# Task directions
All of the entries are to be restated word for word.

# Data for review
■ ■ ■ ■

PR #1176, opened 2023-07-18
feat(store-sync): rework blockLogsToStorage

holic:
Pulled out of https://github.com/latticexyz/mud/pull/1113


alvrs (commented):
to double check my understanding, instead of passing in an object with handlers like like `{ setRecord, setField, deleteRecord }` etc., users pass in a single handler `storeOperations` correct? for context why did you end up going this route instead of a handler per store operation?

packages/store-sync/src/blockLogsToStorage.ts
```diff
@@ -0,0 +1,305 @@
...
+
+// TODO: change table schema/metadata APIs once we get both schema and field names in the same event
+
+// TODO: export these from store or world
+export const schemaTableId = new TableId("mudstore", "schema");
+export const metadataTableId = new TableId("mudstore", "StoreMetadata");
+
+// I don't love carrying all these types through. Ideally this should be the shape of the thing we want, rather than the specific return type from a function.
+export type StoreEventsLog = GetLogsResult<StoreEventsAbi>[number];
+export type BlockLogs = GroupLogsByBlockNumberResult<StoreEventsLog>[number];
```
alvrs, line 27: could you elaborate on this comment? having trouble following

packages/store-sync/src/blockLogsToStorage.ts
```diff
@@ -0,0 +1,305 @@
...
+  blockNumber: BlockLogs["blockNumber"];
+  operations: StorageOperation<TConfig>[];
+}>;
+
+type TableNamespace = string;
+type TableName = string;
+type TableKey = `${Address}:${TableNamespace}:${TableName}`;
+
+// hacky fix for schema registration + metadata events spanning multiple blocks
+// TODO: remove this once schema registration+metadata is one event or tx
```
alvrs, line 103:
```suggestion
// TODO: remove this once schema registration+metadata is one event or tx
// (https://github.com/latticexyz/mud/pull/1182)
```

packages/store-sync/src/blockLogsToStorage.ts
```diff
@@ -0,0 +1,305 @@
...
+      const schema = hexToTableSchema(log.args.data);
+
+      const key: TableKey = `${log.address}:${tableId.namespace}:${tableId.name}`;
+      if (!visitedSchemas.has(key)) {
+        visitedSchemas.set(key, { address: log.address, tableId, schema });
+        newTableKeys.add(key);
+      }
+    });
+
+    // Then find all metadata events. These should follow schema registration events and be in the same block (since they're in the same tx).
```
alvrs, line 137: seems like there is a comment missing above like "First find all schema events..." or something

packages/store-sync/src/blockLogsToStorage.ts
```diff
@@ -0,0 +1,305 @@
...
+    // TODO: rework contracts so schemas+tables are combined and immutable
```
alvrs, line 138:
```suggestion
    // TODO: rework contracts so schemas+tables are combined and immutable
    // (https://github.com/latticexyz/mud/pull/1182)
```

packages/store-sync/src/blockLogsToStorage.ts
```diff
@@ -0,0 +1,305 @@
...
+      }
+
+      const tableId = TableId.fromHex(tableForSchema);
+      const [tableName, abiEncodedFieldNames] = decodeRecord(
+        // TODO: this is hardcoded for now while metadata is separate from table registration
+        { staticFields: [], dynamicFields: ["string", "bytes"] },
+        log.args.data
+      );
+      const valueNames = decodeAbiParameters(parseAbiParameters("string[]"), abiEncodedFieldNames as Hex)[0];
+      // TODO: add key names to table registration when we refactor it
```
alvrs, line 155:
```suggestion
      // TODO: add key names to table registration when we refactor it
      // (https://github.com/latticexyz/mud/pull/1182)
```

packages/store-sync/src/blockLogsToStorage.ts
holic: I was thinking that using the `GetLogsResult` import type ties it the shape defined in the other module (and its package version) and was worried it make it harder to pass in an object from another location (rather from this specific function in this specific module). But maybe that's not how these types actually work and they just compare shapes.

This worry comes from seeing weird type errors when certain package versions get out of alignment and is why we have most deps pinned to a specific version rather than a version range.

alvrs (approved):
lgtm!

■ ■ ■ ■

# Task solution
PR #1176, opened 2023-07-18
feat(store-sync): rework blockLogsToStorage

holic:
Pulled out of https://github.com/latticexyz/mud/pull/1113


alvrs (commented):
to double check my understanding, instead of passing in an object with handlers like like `{ setRecord, setField, deleteRecord }` etc., users pass in a single handler `storeOperations` correct? for context why did you end up going this route instead of a handler per store operation?

packages/store-sync/src/blockLogsToStorage.ts
```diff
@@ -0,0 +1,305 @@
...
+
+// TODO: change table schema/metadata APIs once we get both schema and field names in the same event
+
+// TODO: export these from store or world
+export const schemaTableId = new TableId("mudstore", "schema");
+export const metadataTableId = new TableId("mudstore", "StoreMetadata");
+
+// I don't love carrying all these types through. Ideally this should be the shape of the thing we want, rather than the specific return type from a function.
+export type StoreEventsLog = GetLogsResult<StoreEventsAbi>[number];
+export type BlockLogs = GroupLogsByBlockNumberResult<StoreEventsLog>[number];
```
alvrs, line 27: could you elaborate on this comment? having trouble following

packages/store-sync/src/blockLogsToStorage.ts
```diff
@@ -0,0 +1,305 @@
...
+  blockNumber: BlockLogs["blockNumber"];
+  operations: StorageOperation<TConfig>[];
+}>;
+
+type TableNamespace = string;
+type TableName = string;
+type TableKey = `${Address}:${TableNamespace}:${TableName}`;
+
+// hacky fix for schema registration + metadata events spanning multiple blocks
+// TODO: remove this once schema registration+metadata is one event or tx
```
alvrs, line 103:
```suggestion
// TODO: remove this once schema registration+metadata is one event or tx
// (https://github.com/latticexyz/mud/pull/1182)
```

packages/store-sync/src/blockLogsToStorage.ts
```diff
@@ -0,0 +1,305 @@
...
+      const schema = hexToTableSchema(log.args.data);
+
+      const key: TableKey = `${log.address}:${tableId.namespace}:${tableId.name}`;
+      if (!visitedSchemas.has(key)) {
+        visitedSchemas.set(key, { address: log.address, tableId, schema });
+        newTableKeys.add(key);
+      }
+    });
+
+    // Then find all metadata events. These should follow schema registration events and be in the same block (since they're in the same tx).
```
alvrs, line 137: seems like there is a comment missing above like "First find all schema events..." or something

packages/store-sync/src/blockLogsToStorage.ts
```diff
@@ -0,0 +1,305 @@
...
+    // TODO: rework contracts so schemas+tables are combined and immutable
```
alvrs, line 138:
```suggestion
    // TODO: rework contracts so schemas+tables are combined and immutable
    // (https://github.com/latticexyz/mud/pull/1182)
```

packages/store-sync/src/blockLogsToStorage.ts
```diff
@@ -0,0 +1,305 @@
...
+      }
+
+      const tableId = TableId.fromHex(tableForSchema);
+      const [tableName, abiEncodedFieldNames] = decodeRecord(
+        // TODO: this is hardcoded for now while metadata is separate from table registration
+        { staticFields: [], dynamicFields: ["string", "bytes"] },
+        log.args.data
+      );
+      const valueNames = decodeAbiParameters(parseAbiParameters("string[]"), abiEncodedFieldNames as Hex)[0];
+      // TODO: add key names to table registration when we refactor it
```
alvrs, line 155:
```suggestion
      // TODO: add key names to table registration when we refactor it
      // (https://github.com/latticexyz/mud/pull/1182)
```

packages/store-sync/src/blockLogsToStorage.ts
holic: I was thinking that using the `GetLogsResult` import type ties it the shape defined in the other module (and its package version) and was worried it make it harder to pass in an object from another location (rather from this specific function in this specific module). But maybe that's not how these types actually work and they just compare shapes.

This worry comes from seeing weird type errors when certain package versions get out of alignment and is why we have most deps pinned to a specific version rather than a version range.

alvrs (approved):
lgtm!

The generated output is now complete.